### How to complete this task
Your answer should be the records below, written out exactly.

--- START ---

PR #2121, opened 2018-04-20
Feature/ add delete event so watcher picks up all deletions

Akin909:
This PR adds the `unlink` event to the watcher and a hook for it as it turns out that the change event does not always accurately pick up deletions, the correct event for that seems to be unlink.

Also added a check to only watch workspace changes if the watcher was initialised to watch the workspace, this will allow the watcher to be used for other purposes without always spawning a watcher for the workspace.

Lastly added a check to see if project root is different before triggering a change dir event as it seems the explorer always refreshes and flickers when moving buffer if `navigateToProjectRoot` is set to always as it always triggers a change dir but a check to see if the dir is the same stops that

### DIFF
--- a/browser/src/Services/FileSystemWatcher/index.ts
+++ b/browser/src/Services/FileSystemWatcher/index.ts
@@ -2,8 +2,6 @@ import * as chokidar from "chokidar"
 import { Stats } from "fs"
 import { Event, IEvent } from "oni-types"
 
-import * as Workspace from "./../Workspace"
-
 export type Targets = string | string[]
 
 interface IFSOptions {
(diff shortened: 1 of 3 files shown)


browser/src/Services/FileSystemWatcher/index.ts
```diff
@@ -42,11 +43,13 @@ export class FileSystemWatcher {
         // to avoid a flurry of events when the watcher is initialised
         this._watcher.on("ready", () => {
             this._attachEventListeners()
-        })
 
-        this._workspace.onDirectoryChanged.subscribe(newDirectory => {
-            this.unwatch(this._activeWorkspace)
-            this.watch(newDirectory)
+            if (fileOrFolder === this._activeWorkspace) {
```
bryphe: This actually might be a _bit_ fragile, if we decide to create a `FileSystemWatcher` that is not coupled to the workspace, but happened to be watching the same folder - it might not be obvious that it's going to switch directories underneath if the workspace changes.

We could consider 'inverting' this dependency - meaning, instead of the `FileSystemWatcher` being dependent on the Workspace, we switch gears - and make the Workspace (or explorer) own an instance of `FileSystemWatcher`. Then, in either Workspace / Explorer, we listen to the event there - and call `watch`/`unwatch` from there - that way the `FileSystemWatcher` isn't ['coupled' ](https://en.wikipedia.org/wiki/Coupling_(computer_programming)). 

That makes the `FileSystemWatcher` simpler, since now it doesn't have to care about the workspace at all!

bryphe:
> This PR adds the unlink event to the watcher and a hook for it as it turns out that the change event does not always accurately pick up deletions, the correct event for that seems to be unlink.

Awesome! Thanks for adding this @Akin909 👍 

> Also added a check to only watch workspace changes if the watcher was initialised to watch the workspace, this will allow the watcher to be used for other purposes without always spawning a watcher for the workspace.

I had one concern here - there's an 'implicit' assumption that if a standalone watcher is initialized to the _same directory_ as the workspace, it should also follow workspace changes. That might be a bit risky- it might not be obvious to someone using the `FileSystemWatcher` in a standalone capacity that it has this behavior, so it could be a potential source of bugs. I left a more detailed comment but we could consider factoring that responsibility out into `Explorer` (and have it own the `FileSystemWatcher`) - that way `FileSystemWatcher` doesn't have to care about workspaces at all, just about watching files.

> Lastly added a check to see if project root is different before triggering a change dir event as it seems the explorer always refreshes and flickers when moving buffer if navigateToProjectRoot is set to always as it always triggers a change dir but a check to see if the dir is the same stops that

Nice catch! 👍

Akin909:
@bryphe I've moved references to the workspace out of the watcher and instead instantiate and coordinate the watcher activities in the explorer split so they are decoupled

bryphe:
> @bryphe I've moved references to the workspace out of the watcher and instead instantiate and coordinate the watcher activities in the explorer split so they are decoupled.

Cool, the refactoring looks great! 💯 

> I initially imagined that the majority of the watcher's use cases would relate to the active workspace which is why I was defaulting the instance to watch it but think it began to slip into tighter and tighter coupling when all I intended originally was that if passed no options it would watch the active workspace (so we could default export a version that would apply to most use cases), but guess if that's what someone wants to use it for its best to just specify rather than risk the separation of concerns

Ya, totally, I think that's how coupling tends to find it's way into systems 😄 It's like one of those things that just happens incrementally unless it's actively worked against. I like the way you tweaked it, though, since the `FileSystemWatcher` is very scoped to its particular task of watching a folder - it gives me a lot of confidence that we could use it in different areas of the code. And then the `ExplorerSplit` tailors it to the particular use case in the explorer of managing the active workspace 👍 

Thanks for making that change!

--- END ---

### Output
PR #2121, opened 2018-04-20
Feature/ add delete event so watcher picks up all deletions

Akin909:
This PR adds the `unlink` event to the watcher and a hook for it as it turns out that the change event does not always accurately pick up deletions, the correct event for that seems to be unlink.

Also added a check to only watch workspace changes if the watcher was initialised to watch the workspace, this will allow the watcher to be used for other purposes without always spawning a watcher for the workspace.

Lastly added a check to see if project root is different before triggering a change dir event as it seems the explorer always refreshes and flickers when moving buffer if `navigateToProjectRoot` is set to always as it always triggers a change dir but a check to see if the dir is the same stops that

### DIFF
--- a/browser/src/Services/FileSystemWatcher/index.ts
+++ b/browser/src/Services/FileSystemWatcher/index.ts
@@ -2,8 +2,6 @@ import * as chokidar from "chokidar"
 import { Stats } from "fs"
 import { Event, IEvent } from "oni-types"
 
-import * as Workspace from "./../Workspace"
-
 export type Targets = string | string[]
 
 interface IFSOptions {
(diff shortened: 1 of 3 files shown)


browser/src/Services/FileSystemWatcher/index.ts
```diff
@@ -42,11 +43,13 @@ export class FileSystemWatcher {
         // to avoid a flurry of events when the watcher is initialised
         this._watcher.on("ready", () => {
             this._attachEventListeners()
-        })
 
-        this._workspace.onDirectoryChanged.subscribe(newDirectory => {
-            this.unwatch(this._activeWorkspace)
-            this.watch(newDirectory)
+            if (fileOrFolder === this._activeWorkspace) {
```
bryphe: This actually might be a _bit_ fragile, if we decide to create a `FileSystemWatcher` that is not coupled to the workspace, but happened to be watching the same folder - it might not be obvious that it's going to switch directories underneath if the workspace changes.

We could consider 'inverting' this dependency - meaning, instead of the `FileSystemWatcher` being dependent on the Workspace, we switch gears - and make the Workspace (or explorer) own an instance of `FileSystemWatcher`. Then, in either Workspace / Explorer, we listen to the event there - and call `watch`/`unwatch` from there - that way the `FileSystemWatcher` isn't ['coupled' ](https://en.wikipedia.org/wiki/Coupling_(computer_programming)). 

That makes the `FileSystemWatcher` simpler, since now it doesn't have to care about the workspace at all!

bryphe:
> This PR adds the unlink event to the watcher and a hook for it as it turns out that the change event does not always accurately pick up deletions, the correct event for that seems to be unlink.

Awesome! Thanks for adding this @Akin909 👍 

> Also added a check to only watch workspace changes if the watcher was initialised to watch the workspace, this will allow the watcher to be used for other purposes without always spawning a watcher for the workspace.

I had one concern here - there's an 'implicit' assumption that if a standalone watcher is initialized to the _same directory_ as the workspace, it should also follow workspace changes. That might be a bit risky- it might not be obvious to someone using the `FileSystemWatcher` in a standalone capacity that it has this behavior, so it could be a potential source of bugs. I left a more detailed comment but we could consider factoring that responsibility out into `Explorer` (and have it own the `FileSystemWatcher`) - that way `FileSystemWatcher` doesn't have to care about workspaces at all, just about watching files.

> Lastly added a check to see if project root is different before triggering a change dir event as it seems the explorer always refreshes and flickers when moving buffer if navigateToProjectRoot is set to always as it always triggers a change dir but a check to see if the dir is the same stops that

Nice catch! 👍

Akin909:
@bryphe I've moved references to the workspace out of the watcher and instead instantiate and coordinate the watcher activities in the explorer split so they are decoupled

bryphe:
> @bryphe I've moved references to the workspace out of the watcher and instead instantiate and coordinate the watcher activities in the explorer split so they are decoupled.

Cool, the refactoring looks great! 💯 

> I initially imagined that the majority of the watcher's use cases would relate to the active workspace which is why I was defaulting the instance to watch it but think it began to slip into tighter and tighter coupling when all I intended originally was that if passed no options it would watch the active workspace (so we could default export a version that would apply to most use cases), but guess if that's what someone wants to use it for its best to just specify rather than risk the separation of concerns

Ya, totally, I think that's how coupling tends to find it's way into systems 😄 It's like one of those things that just happens incrementally unless it's actively worked against. I like the way you tweaked it, though, since the `FileSystemWatcher` is very scoped to its particular task of watching a folder - it gives me a lot of confidence that we could use it in different areas of the code. And then the `ExplorerSplit` tailors it to the particular use case in the explorer of managing the active workspace 👍 

Thanks for making that change!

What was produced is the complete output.